For the exhibitors, the Genoa Boat Show presented plenty of sales opportunities, as the executive chairman of boat manufacturing company San Lorenzo was quick to point out. Massimo Perotti said:

“The show was well organised: we’ve seen a lot of visitors interested in purchasing a boat, meaning there was a high percentage of buyers this year, both Italian and from abroad. In total we sold five models, two from Bluegame and three from Sanlorenzo, to three Italians and two foreign buyers, a good mix.”

But for spectators, the biggest attractions were the boats themselves. Amongst those on display were the first Benetti 40M Oasis Rebeca, which was one of the largest boats seen at the event. Sanlorenzo were no slouches either, as they exhibited their SX88 model, which is the flagship boat of its famed crossover series.

And of course, the boats weren’t the only attractions on offer.

In what we could call a festival of boating, it stands to reason that there was plenty of amazing Italian wine and food on offer.

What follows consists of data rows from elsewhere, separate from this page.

PR #16674, opened 2025-04-16
Updated template for Microservices Documentation

a23wilgr:


a23oskme (changes requested):
Works well to take data from. 
I would however like to add one small thing. It would be nice to clarify the parameter part, since there could be more than one parameter for each microservice. 
If you put parameter, type and description before the text (like a small header) it will be easier to extract data and will be less prone to errors. (the " - Parameter: " part etc)

This example shows how it could look if there were two parameters in one microservice: 

## Input Parameters
- Parameter: userID
   - Type: int
   - Description: This parameter is used for this

- Parameter: otherParam
   - Type: String
   - Description: This parameter is used for something else
   
   
   Otherwise its a good looking template!

a23louma:
I will merge this and create a new issue for the things that have to be fixed.

PR #16677, opened 2025-04-16
Document inverse dependencies for updateVisibleListEntries

b23johgu:
No inverse dependencies found


a23axehe (approved):
Looks good, I could not find any missed inverse dependencies.

PR #16888, opened 2025-04-23
Fix for overlapping elements

a23matsh:
The issue where ER and UML elements could overlap is now fixed by updating helper.js file. The issue was that ER relations and UML inheritance was using a custom center-point overlap check inside the function entityIsOverlapping(), which wasn't reliable when detecting collisions with other elements. This caused them to be placeable on top of UML classes, IE entities, and SD states unlike other elements which correctly triggered an overlap error.

The issue was fixed by removing the custom center-based logic and applying the same collision detection method used by all other elements. So the elements stated in the issue that could overlap, can't anymore either. .

### DIFF
--- a/DuggaSys/diagram/helper.js
+++ b/DuggaSys/diagram/helper.js
@@ -146,32 +146,18 @@ function entityIsOverlapping(id, x, y) {
             });
         });
 
-        // Collision detection for the ER and UML Relation elements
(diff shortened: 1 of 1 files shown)


a23eliax (approved):
Works as expected! The screenshot shows that an UML final state cannot overlap an ER entity.

image

Issue #16839, opened 2025-04-23
Problem in the options text fields


a23carpa:
Something have happend and made it so the text inside the textboxes in options now are vertical.
Addint text still works and is shown corretly in the class elements.
But this text is also then changed to be vertical.

https://github.com/user-attachments/assets/c34bd1a7-788b-42e5-a311-b946a4d85d29

PR #16890, opened 2025-04-24
Solution to issue #16839, Text box in options no longer display text vertically

a23carpa:
The text inside the diagram entities should not be horizontal as previous.
Don't know what caused the problem, but the solution is small so it should not interfere if the original cause is also fixed.

Before and after:
<p align="center">
  Before
  After
</p>

### DIFF
--- a/DuggaSys/diagram/draw/options.js
+++ b/DuggaSys/diagram/draw/options.js
@@ -448,9 +448,19 @@ function toggleOptionsPane() {
  */
 function textboxFormatString(arr) {
     let content = '';
+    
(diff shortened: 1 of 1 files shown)


a23aleva (approved):
The text inside diagram entities is now editable without every new attribute and function stacking up on the same line, instead they get their own row. Text is no longer placed in a vertical manner which was practically unreadable. Seems to work for both ER, UML, IE and state. Approved!

https://github.com/user-attachments/assets/d6676c9e-c2af-40d2-bc56-5e7de4c54e60

PR #16891, opened 2025-04-24
G3 2025 v4 issue 16738

a23fanro:
The mobile styling where overwriting my previous styling that fixed the visibility of the text in swimlanes, so I removed it.


a23lisjo (approved):
Looks good! I have not encountered any errors during testing.

PR #16893, opened 2025-04-24
Updated template to make it even more clear

a23wilgr:


a23oskme (changes requested):
Works well, I used the template to create an example file that got scanned as planned. 
Below is the entry in the database from taking the data using the template.

image

The script however, uses the same structure for extracting output data that it uses for extracting the parameter data. So I would suggest that the output part uses the same structure (its just a small clarification to avoid missunderstanding). Example below: 
image

Or, we can do changes in the script that reads the data so that it follows the current structure in the output part.

a23oskme (approved):
Looks very good, the template and the script work well together.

But perhaps the event’s biggest achievement is the fact that it happened at all. The Genoa Boat Show brought a feeling of normality that so few in the boating community have been able to feel over the course of the last year. And while the event may not have reached the dizzying heights that we’re sure it would have without the pandemic issue in play, it was still a remarkable series of days.

The Final Word

We believe that the 2020 Genoa Boat Show stands as a true testament to human ingenuity in the face of adverse conditions. 

The organisers did a spectacular job of ensuring the event was safe for all involved while still providing exhibits that made it worth the time and money spent by attendees. And it’s likely that other boat shows will be able to use this event as the model for what they should do in the future, for as long as the coronavirus threat looms.